### How to complete this task
Below are records; count how many of their lines contain the word "LPproblem" and give the number alone.

### Items from a data source

PR #910, opened 2017-09-12
added support for tomlab solver

marouenbg:

### DIFF
--- a/src/base/solvers/solveCobraLP.m
+++ b/src/base/solvers/solveCobraLP.m
@@ -43,8 +43,6 @@ function solution = solveCobraLP(LPproblem, varargin)
 %                   are ILOG cplex and Tomlab parameter syntax. see example
 %                   for details.
 %
-%    parameters:    solver-specific parameters structure
-%
 % Optional parameters can also be set through the
 % solver can be set through `changeCobraSolver('LP', value)`;
 % `changeCobraSolverParams('LP', 'parameter', value)` function. This
--- a/src/base/solvers/solveCobraLP.m
+++ b/src/base/solvers/solveCobraLP.m
@@ -1105,6 +1105,9 @@ switch solver
         % Result = tomRun('cplex', tomlabProblem, 0);
         % This is faster than using tomRun
 
+        % set parameters (user parameters override defaults)
+        tomlabProblem.MIP.cpxControl = solverParams;
+        
         % set parameters
         tomlabProblem.optParam = optParamDef('cplex',tomlabProblem.probType);
         tomlabProblem.QP.F = [];
@@ -1122,9 +1125,6 @@ switch solver
         if exist('optTol','var')
             tomlabProblem.MIP.cpxControl.EPOPT = optTol;
         end
-
-        % set parameters
-        tomlabProblem.MIP.cpxControl = solverParams;
         
         % solve
         Result = cplexTL(tomlabProblem);
--- a/src/base/solvers/solveCobraLP.m
+++ b/src/base/solvers/solveCobraLP.m
@@ -38,6 +38,10 @@ function solution = solveCobraLP(LPproblem, varargin)
 %                   without regularisation.
 %
 %    primalOnly:    {(0), 1}; 1 = only return the primal vector (lindo solvers)
+%   
+%    solverParams:  solver-specific parameter structure. Formats supported
+%                   are ILOG cplex and Tomlab parameter syntax. see example
+%                   for details.
 %
 %    parameters:    solver-specific parameters structure
 %
@@ -1119,6 +1123,9 @@ switch solver
             tomlabProblem.MIP.cpxControl.EPOPT = optTol;
         end
 
+        % set parameters
+        tomlabProblem.MIP.cpxControl = solverParams;
+        
         % solve
         Result = cplexTL(tomlabProblem);
 
--- a/src/base/solvers/solveCobraLP.m
+++ b/src/base/solvers/solveCobraLP.m
@@ -1111,16 +1111,16 @@ switch solver
         tomlabProblem.QP.F = [];
         tomlabProblem.PriLevOpt = printLevel;
 
-        % if basis is availible use it
-        if isfield(LPproblem,'basis') && ~isempty(LPproblem.basis)
+        if isfield(LPproblem,'basis') && ~isempty(LPproblem.basis) && ...
+                ~contains('basis',fieldnames(solverParams))
             tomlabProblem.MIP.basis = LPproblem.basis;
         end
 
         % set tolerance
-        if exist('feasTol','var')
+        if exist('feasTol','var') && ~contains('EPRHS',fieldnames(solverParams))
             tomlabProblem.MIP.cpxControl.EPRHS = feasTol;
         end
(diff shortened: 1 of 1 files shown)


src/base/solvers/solveCobraLP.m
```diff
@@ -1119,6 +1123,9 @@
             tomlabProblem.MIP.cpxControl.EPOPT = optTol;
         end
 
+        % set parameters
+        tomlabProblem.MIP.cpxControl = solverParams;
+
```
tpfau: This overwrites any existing settings set above (and it always does so independent on whether the struct was provided or not). 
You would need a test to see if the struct was provided (which is probably a pain due to the messy input structure), or this will make other option settings impossible and have tomlab always run with default options.

src/base/solvers/solveCobraLP.m
```diff
@@ -38,6 +38,10 @@
 %                   without regularisation.
 %
 %    primalOnly:    {(0), 1}; 1 = only return the primal vector (lindo solvers)
+%   
+%    solverParams:  solver-specific parameter structure. Formats supported
+%                   are ILOG cplex and Tomlab parameter syntax. see example
+%                   for details.
```
tpfau: This comment says it works for ILOG and Tomlab (shouldn't this be restricted to tomlab, as it is only used there?
it's also already mentioned as "parameters" below (which should serve the same purpose)

src/base/solvers/solveCobraLP.m
marouenbg: :+1:

tpfau:
Having had a look at this again:
My personal opinion is that the input to this function is a complete mess, and easily leads to parameters being set two times, and, depending on the solver the one, or the other is actually choosen.
E.g. I can provide tolerances to solvers either as a parameter value pair, or in the solverParams struct.
solverParams is also not exactly linked to solver parameters but is also used for COBRA specific commands (e.g. line 231, where lifting is performed based on solverParams). 
Further, they are sometimes overwritten (gurobi_mex), partially ignored (gurobi, where e.g. a possible feasibility tolerance/optTol is always overwritten, Matlab, were its not applicable. Overwriting other parameters (e.g. now with tomlab) or any other combination...

Personally, I would suggest the following:
Parameters that CAN (and are) set by get/setCobraSolveParams should not be set by a "solver Specific Structure", as they are (obviously) not solver specific. 
They should either be set by get/setCobraSolverParameters, or as parameter/value pairs when calling `solveCobraLP()`. Thus, I would ignore any those parameters given in the solver specific struct.
Unfortunately it seems as if the "parameter" structure is a double purpose structure, which is really bad, and I think we should clearly state (as this PR suggests) that the additional structure is ONLY for solver specific parameters.
For backward compatability, we can keep the lifting exception in (with a warning), but I really think this should be streamlined.

rmtfleming:
The parameters structure, including the parts specific and non-specific to a solver, should override everything else. That was intentional when the option to add solver specific and nonspecific parameters was added to other structures. The reason is that when an expert knows they are overriding the default approach, then they should know what they are doing, otherwise they should use the default way of changing solver parameters for all parameters common to all solvers of a set class. An expert should not have to change one set of parameters one way and another another way.

marouenbg:
The parameter structure in this PR overrides everything else.

tpfau:
Could you make sure that this is also true for the other solvers?

tpfau:
My main issue with this struct is that it is great for setting solver specific parameters that cannot be set otherwise, but it can easily lead to misconceptions as to what parameters are actually used. 
e.g. if I create an 
`options = cplexoptimset`
, define some parameters in that set,
```
options.barrier.algorithm.Cur = 2;
options.mip.pool.intensity.Cur = 3;
```
 and then call:
`solveCobraLP(LPproblem,'feasTol',1e-7,options)`
When later reading that code, I would expect, that the feasibility Tolerance used was 1e-7. 
What would be your expectation? 
The same applies to:
```
changeCobraSolverParams('LP','feasTol',1e-7);
solveCobraLP(LPproblem,options)
```
I understand the argument that an expert should be able to use specific settings, I just think, that its easier for an expert, to adapt, than for a non expert, who can end up with code that looks like its doing the one thing but does something else.
The problem is essentially, that we have multiple ways to set the same values, which can easily lead to confusion.

marouenbg:
Thomas, 
I don't get your point. 
Is it wtr to other solvers or about precedence of parameters?

If it is about other solvers, I will open a new PR after this one as the developers require one feature per PR.

In the case you presented, feasOpt will be set to 1e-7, there is no ambiguity. Would you expect another value?
https://github.com/marouenbg/cobratoolbox/blob/efd0e5c889005c81d15002d41371442834ba41bb/src/base/solvers/solveCobraLP.m#1120

In the second case, the global parameter from the CBT is provided thus feasopt= 1e-7.
https://github.com/marouenbg/cobratoolbox/blob/efd0e5c889005c81d15002d41371442834ba41bb/src/base/solvers/solveCobraLP.m#L121

Generally, if the same parameter is provided in both the structure and through the name/key value, the parameter structure overrides anything else.

I will rebase this PR, then feel free to contribute to it because I didn't quite get the issue here.

tpfau:
@marouenbg You just showed the problem I mentioned:
The actual used feasibility if the paramegter struct overrides any other supplied parameter would be 1e-6. Because cplexoptimset creates a structure that contains the feasibility Tolerance on its cplex default of 1e-6, but you would not notice and thus assume it is 1e-7 as that is explicitly mentioned in the code. (And I'm not necessarily speaking about what the code will do at the moment, but what would happen if the struct is taking priority).

Otherwise: Yes, I was speaking about the other solvers and setting it thus that the parameters from the parameter struct always override any other settings (even though as mentioned, I'm, not sure, whether thats a good idea).

marouenbg:
would

```
options.barrier.algorithm.Cur = 2;
options.mip.pool.intensity.Cur = 3;
```
set your feasOpt to 1e-6?

tpfau:
No.
But `options = cplexoptimset('cplex')`  does create a large set of options. And the feasibility Tolerance is set in there. And thats what cplex suggests to use when setting up options.

marouenbg:
ok I understood the feasOpt 1e-6 would comes from
`options = cplexoptimset`

Then again I echo the recommendations of Ronan to have the parameter structure overriding everything else. 
The fact that you can change parameters in many different ways imposes naturally a hierarchy.

tpfau:
Yes, but as you noticed yourself, it is far from obvious which parameter is used. What could be an idea, is to throw a warning if the parameter structure provides values for parameters that can be set from a different source. 
Even though people will commonly not read it, it might help when problems arise.

marouenbg:
ok, deal. I will add that.

laurentheirendt:
@tpfau, as discussed, may you add a warning for ambiguous parameter settings in a separate PR so that we ensure that a solver specific parameter structure overrides any other set of parameters?

@rmtfleming, this PR can be merged once rebased, passing the CI.

cc: @syarra

rmtfleming:
No need for a warning. Rather add a note adjacent to the parameters annotation to say it overrides everything else. Please can people not rename variables.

### Your solution
7